● **What needs to be done**: Your task is to restate exactly the lines from the one holding "Same as above." to the end of the entries below, inclusive.

[Stored data]
Issue #236, opened 2021-09-15
Simplify param to run-example script


ravjotbrar:
At the moment, we need to pass the entire path to the assembled jar file of the example we want to run. Will attempt to simplify this to just the example name as the rest of the path is the same for all examples.

PR #237, opened 2021-09-15
Simplify param passed into run-example

ravjotbrar:
### Summary

Before this change, we needed to pass the entire path to the assembled jar file of the example we want to run. Now, we only need to pass in the example's name as a parameter.

### Description

Same as above. Changes made in run-example.sh and readme. 

### Related Issue

https://github.com/vertica/spark-connector/issues/236

### Additional Reviewers

@alexr-bq 
@jonathanl-bq 
@valentina-bq

### DIFF
--- a/examples/kerberos-example/run-example.sh
+++ b/examples/kerberos-example/run-example.sh
@@ -4,4 +4,4 @@ export SPARK_HOME=/opt/spark
 export PATH=$PATH:$SPARK_HOME/bin:$SPARK_HOME/sbin
 start-master.sh
 start-worker.sh spark://localhost:7077
-spark-submit --master spark://localhost:7077 --driver-java-options '-Djava.security.auth.login.config=/spark-connector/docker/client-krb/jaas.config' $1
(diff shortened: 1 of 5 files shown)


examples/kerberos-example/run-example.sh
```diff
@@ -4,4 +4,4 @@ export SPARK_HOME=/opt/spark
 export PATH=$PATH:$SPARK_HOME/bin:$SPARK_HOME/sbin
 start-master.sh
 start-worker.sh spark://localhost:7077
-spark-submit --master spark://localhost:7077 --driver-java-options '-Djava.security.auth.login.config=/spark-connector/docker/client-krb/jaas.config' $1
+spark-submit --master spark://localhost:7077 --driver-java-options '-Djava.security.auth.login.config=/spark-connector/docker/client-krb/jaas.config' ./target/scala-2.12/spark-vertica-connector-$1-assembly-2.0.2.jar
```
ravjotbrar, line 7: I just realized since this is in the kerberos-example dir, we don't need to pass a parameter. To make the run-example script more clear, we can change the name to run-kerberos-example.sh (similar to the pyspark and sparklyr examples)

jonathanl-bq (approved):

● **Answer to this task**:
Same as above. Changes made in run-example.sh and readme. 

### Related Issue

https://github.com/vertica/spark-connector/issues/236

### Additional Reviewers

@alexr-bq 
@jonathanl-bq 
@valentina-bq

### DIFF
--- a/examples/kerberos-example/run-example.sh
+++ b/examples/kerberos-example/run-example.sh
@@ -4,4 +4,4 @@ export SPARK_HOME=/opt/spark
 export PATH=$PATH:$SPARK_HOME/bin:$SPARK_HOME/sbin
 start-master.sh
 start-worker.sh spark://localhost:7077
-spark-submit --master spark://localhost:7077 --driver-java-options '-Djava.security.auth.login.config=/spark-connector/docker/client-krb/jaas.config' $1
(diff shortened: 1 of 5 files shown)


examples/kerberos-example/run-example.sh
```diff
@@ -4,4 +4,4 @@ export SPARK_HOME=/opt/spark
 export PATH=$PATH:$SPARK_HOME/bin:$SPARK_HOME/sbin
 start-master.sh
 start-worker.sh spark://localhost:7077
-spark-submit --master spark://localhost:7077 --driver-java-options '-Djava.security.auth.login.config=/spark-connector/docker/client-krb/jaas.config' $1
+spark-submit --master spark://localhost:7077 --driver-java-options '-Djava.security.auth.login.config=/spark-connector/docker/client-krb/jaas.config' ./target/scala-2.12/spark-vertica-connector-$1-assembly-2.0.2.jar
```
ravjotbrar, line 7: I just realized since this is in the kerberos-example dir, we don't need to pass a parameter. To make the run-example script more clear, we can change the name to run-kerberos-example.sh (similar to the pyspark and sparklyr examples)

jonathanl-bq (approved):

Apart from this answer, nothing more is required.